Exercise aim: Among the entries below, determine how many lines contain the word "have" and state only that figure.

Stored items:
PR #61, opened 2018-03-24
Tests for GitHubDSL model objects

yhkaplan:
## Purpose
To make sure Danger-Swift is tested and therefore easy to maintain going forward.

## Changes
1. Wrote test for GitHubUser and one test for GitHubMilestone
2. Moved the DateFormatter used in GitHubDSL to an extension so tests could use the exact same one
3. Used Sourcery to autogenerate equatable extensions to all GitHub and Git models
    * I used an example template from the Sourcery project to generate equatable extensions, adding only an import statement to the template
    * I also added a Sourcery config file to make using Sourcery easier
    * All you have to do to update the models is: `$ sourcery --config .sourcery.yml`
4. Fixed an issue with GitHubMilestone where properties were not marked public

## Plans
1. Adding tests for all the other model types
2. Deleting the autogenerated equatable extensions once Swift 4.1 is released (which generates equatable conformance for free)

## Areas to consider 
1. Equatable
Normally, object with an ID property should be considered equatable with just the same IDs. People making plugins will likely want the models to be equatable, so I propose that at a certain point we make the regular equatable extensions looking only at the id where relevant. Then, in the test target we can use code generation to create convenience methods for objects that conform to a custom protocol named `FullyEquatable` or something like that.

2. How to handle test resource files
SPM does not allow for test resource files (like json files), so, after examining the thread below, I put the JSON in a big multiline string literal inside Swift files. The solutions in the thread below all looked very hacky, and I thought mine was more simple and stable, but please tell me your thoughts. (I think Apple will release support for test resources for SPM at some point because they plan on using server-side Swift; it's just a matter of when.)
https://stackoverflow.com/questions/47177036/use-resources-in-unit-tests-with-swift-package-manager
https://bugs.swift.org/browse/SR-2866

## Related
#9


yhkaplan:
Hmm, not really sure what the CI error is: anyone have a guess?

```
Error:  TypeError: Cannot read property 'concat' of undefined
    at Executor.<anonymous> (/Users/travis/.nvm/versions/node/v6.11.5/lib/node_modules/danger/distribution/runner/Executor.js:236:45)
    at step (/Users/travis/.nvm/versions/node/v6.11.5/lib/node_modules/danger/distribution/runner/Executor.js:32:23)
    at Object.next (/Users/travis/.nvm/versions/node/v6.11.5/lib/node_modules/danger/distribution/runner/Executor.js:13:53)
    at /Users/travis/.nvm/versions/node/v6.11.5/lib/node_modules/danger/distribution/runner/Executor.js:7:71
    at __awaiter (/Users/travis/.nvm/versions/node/v6.11.5/lib/node_modules/danger/distribution/runner/Executor.js:3:12)
    at Executor.handleResultsPostingToPlatform (/Users/travis/.nvm/versions/node/v6.11.5/lib/node_modules/danger/distribution/runner/Executor.js:230:16)
    at Executor.<anonymous> (/Users/travis/.nvm/versions/node/v6.11.5/lib/node_modules/danger/distribution/runner/Executor.js:163:26)
    at step (/Users/travis/.nvm/versions/node/v6.11.5/lib/node_modules/danger/distribution/runner/Executor.js:32:23)
    at Object.next (/Users/travis/.nvm/versions/node/v6.11.5/lib/node_modules/danger/distribution/runner/Executor.js:13:53)
    at /Users/travis/.nvm/versions/node/v6.11.5/lib/node_modules/danger/distribution/runner/Executor.js:7:71
The command "danger process .build/x86_64-apple-macosx10.10/debug/danger-swift" exited with 1.
6.34s$ sudo chmod -R a+rwx /usr/local/
```

Tests/DangerTests/GitHubTests.swift
```diff
@@ -1,14 +1,73 @@
...
+        
+        XCTAssertEqual(testMilestone, correctMilestone)
+    }
+    
+    func test_GitHubMilestone_decodeWithAllParameters() throws {
+        
+    }
 }
 
+public protocol AutoEquatable {}
```
yhkaplan: Still considering where would be the appropriate place for this protocol

Sources/Danger/GitHubDSL.swift
```diff
@@ -483,38 +483,38 @@ public struct GitHubMilestone: Decodable {
     // MARK: - Properties
 
     /// The id number of this milestone
-    let id: Int
+    public let id: Int
```
SD10: Good catch 😱 Can't believe we missed these

yhkaplan: It's easy to mix up 😉

Tests/DangerTests/GitHubTestResources/GitHubUser.swift
```diff
@@ -0,0 +1,6 @@
+
+public let GitHubUserJSON = """
```
SD10: I'm not against this but honestly just running the tests with `swift test` would suffice 🤔

Tests/DangerTests/GitHubTests.swift
```diff
@@ -1,14 +1,73 @@
...
+    func test_GitHubUser_decode() throws {
+        guard let data = GitHubUserJSON.data(using: .utf8) else {
+            XCTFail("Cannot generate data")
+            return
+        }
         
+        let correctUser = GitHubUser(id: 25879490, login: "yhkaplan", userType: .user)
+        let testUser: GitHubUser = try JSONDecoder().decode(GitHubUser.self, from: data)
+        
+        XCTAssertEqual(testUser, correctUser)
```
SD10: Do we really need to check the accuracy of the information? I mean `Decodable` handles the routing of the values to their respective properties. I think danger's main concern is: can we handle the JSON? Thus, I was really only expecting not `nil` testing to assure we handled the values properly.

I also want to add that this makes the tests really brittle if we want to change the underlying JSON.

Tests/DangerTests/GitHubTestResources/GitHubUser.swift
yhkaplan: I think I misinterpreted what you were saying before. Essentially, the test bundle is just a requirement by xcode/xcodebuild, but with `swift test` the json file could be easily found without using a build script or makefile?

SD10: It's fine I likely confused you because I know so little about what I'm talking about 😂 I think the root directory when using `swift test` is the location of the package manifest?

Tests/DangerTests/GitHubTests.swift
yhkaplan: I think that checking the values is useful for three things:
1. Checking that the string value of a CodingKey is not assigned to the wrong case, which is possible in a particularly large CodingKeys enum where different types of ID can exist.
2. Ensuring that optional values that had incorrect CodingKeys are not always set to nil (I plan on writing a test for GitHubMilestone with non-nil values for dueAt, etc)
3. Making sure that properties have public access (as discovered above)

I didn't anticipate having to change the underlying JSON on a particularly frequent basis, only when models are changed, which I thought could reasonably require updates to their test cases. Ultimately though, it depends if you think that the three merits above outweigh extra brittleness for future changes.

Sources/Danger/New Group/DateFormatterExtensions.swift
```diff
@@ -0,0 +1,12 @@
...
+extension DateFormatter {
+    // A default implementation of an iso8601 DateFormatter
+    public static var defaultDateFormatter: DateFormatter {
+        let dateFormatter = DateFormatter()
+        dateFormatter.locale = Locale(identifier: "en_US_POSIX")
+        dateFormatter.timeZone = TimeZone(secondsFromGMT: 0)
+        dateFormatter.dateFormat = "yyyy-MM-dd'T'HH:mm:ssZZZZ"
+        return dateFormatter
+    }
+}
```
orta: nice move

Sources/Danger/GitHubDSL.swift
orta: Yeah, Swift's accessor stuff is a pain

Sources/Templates/AutoEquatable.stencil
```diff
@@ -0,0 +1,64 @@
...
+        {% else %}
+        {% for associated in case.associatedValues %}if lhs.{{ associated.externalName }} != rhs.{{ associated.externalName }} { return false }
+        {% endfor %}return true
+        {% endif %}
+        {% endif %}
+    {% endfor %}
+    {% if type.cases.count > 1 %}default: return false{% endif %}
+    }
+}
+{% endfor %}
```
orta: Can you please add docs (the readme or contributing) somewhere on how to update these, I've never used it

Tests/DangerTests/GitHubTests.swift
orta: Yeah,  I can see these arguments, I think that's a pretty good case.

Tests/DangerTests/GitHubTests.swift
orta: `/shrug`

petrpavlik:
@yhkaplan the CI error seems to be generated by the javascript implementation or danger. What I find strange is that danger-swift seems to generate a different `danger-response.json` on macOS and linux, that's why it fails just on macOS. Access level issue? Invalid path? Invalid format of the json? Hard to say, it'd be nice if danger-js could provide a more reasonable error message.

orta:
That's a raised exception, I'm willing to bet that somehow danger-swift is sending a response back that  danger-js doesn't expect. Ideally there should be some verification on the response on danger-ja's side

Tests/DangerTests/GitHubTests.swift
sunshinejr: maybe a new file that would cover all the testing helpers?

yhkaplan: That would make sense! Then I could put that file in the EquatableExtensions folder...

Sources/Templates/AutoEquatable.stencil
yhkaplan: Sure thing! (Sourcery is available on Homebrew, but I kind of wish there was a way to include it in the project directory like with a Gemfile....)

Tests/DangerTests/GitHubTests.swift
SD10: I think 2 and 3 would be covered by testing for nil alone but I can see case 1. Thanks for sharing your thought process and taking care of this one so thoroughly

Tests/DangerTests/GitHubTests.swift
yhkaplan: Fixed in this commit: 7636e5050f7a3b849b4f29f8e3dcdaed7ce464fe

Sources/Templates/AutoEquatable.stencil
yhkaplan: Added in this commit: 66ad8fccaeb3965384f21207fb8da53aa1550e8f

Tests/DangerTests/GitHubTests.swift
yhkaplan: No problem, thanks for the impression —it helped me think through what I was doing more.

Tests/DangerTests/GitHubTestResources/GitHubUser.swift
yhkaplan: I'll look more into this on Monday or Tuesday!

yhkaplan:
I plan on adding tests for more models on Monday or Tuesday. Should I add them as part of this PR or should I make a separate PR? Also, it looks like the CI is still not liking my PR 🤔

orta:
Does it work via `swift test` locally?

yhkaplan:
@orta Running Swift test locally works, with all tests being run, and all passing. Also, looking at the CI output, all the tests appear to execute and pass on both Linux and macOS.

yhkaplan:
GitHubRequestedReviewers' comment states that it represents a value in a PR. However, it's not implemented as a parameter of GitHubPR at this time, so it doesn't appear to need a test at this time. Once it is implemented as part of a PR, GitHubRequestedReviewers is just a simple struct for User and Team, so I think I'll just test to see that it's not nil.

```swift
/// Represents the payload for a PR's requested reviewers value.
public struct GitHubRequestedReviewers: Decodable {

    // MARK: - CodingKeys

    enum CodingKeys: String, CodingKey {
        case users
        case teams
    }

    // MARK: - Properties

    /// The list of users of whom a review has been requested.
    public let users: [GitHubUser]

    /// The list of teams of whom a review has been requested.
    public let teams: [GitHubTeam]
}
```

Answer space: 3